● WORK INSTRUCTION
Copy down all of the data underneath, exactly as shown.
# # # #
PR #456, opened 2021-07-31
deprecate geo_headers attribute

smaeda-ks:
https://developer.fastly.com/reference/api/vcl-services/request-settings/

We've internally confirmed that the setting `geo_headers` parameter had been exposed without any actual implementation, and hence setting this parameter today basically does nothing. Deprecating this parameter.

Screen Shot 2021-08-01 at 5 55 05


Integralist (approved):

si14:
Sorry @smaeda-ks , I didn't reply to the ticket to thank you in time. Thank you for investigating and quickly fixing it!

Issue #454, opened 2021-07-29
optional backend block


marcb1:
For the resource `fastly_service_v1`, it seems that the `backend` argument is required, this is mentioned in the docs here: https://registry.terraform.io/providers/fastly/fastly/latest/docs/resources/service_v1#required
# # # #
● YOUR RESPONSE
PR #456, opened 2021-07-31
deprecate geo_headers attribute

smaeda-ks:
https://developer.fastly.com/reference/api/vcl-services/request-settings/

We've internally confirmed that the setting `geo_headers` parameter had been exposed without any actual implementation, and hence setting this parameter today basically does nothing. Deprecating this parameter.

Screen Shot 2021-08-01 at 5 55 05


Integralist (approved):

si14:
Sorry @smaeda-ks , I didn't reply to the ticket to thank you in time. Thank you for investigating and quickly fixing it!

Issue #454, opened 2021-07-29
optional backend block


marcb1:
For the resource `fastly_service_v1`, it seems that the `backend` argument is required, this is mentioned in the docs here: https://registry.terraform.io/providers/fastly/fastly/latest/docs/resources/service_v1#required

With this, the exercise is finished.